HOW TO COMPLETE THIS TASK – Reproduce exactly the line that includes "Updated to add" and all lines after it, ending with the last line of the data.

──────── DATA IN THIS EXERCISE ────────

PR #491, opened 2016-04-13
minimega: add `check` flag to `read`

jcrussell:
`validate` reads a mm script and validates the syntax of the commands
therein. Only checks syntax and not semantics.


djfritz:
LGTM, but was is this used for?

jcrussell:
I generated a `launch.mm` script using a `launch.bash` script and I wanted to check that all the commands would compile before I ran it. We could merge this into the `read` API and have an optional flag to validate but not run the commands.

jcrussell:
Updated to add a flag to `read`. Much fewer LoC for the same functionality.

djfritz:
LGTM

────────

COMPLETED EXERCISE –
Updated to add a flag to `read`. Much fewer LoC for the same functionality.

djfritz:
LGTM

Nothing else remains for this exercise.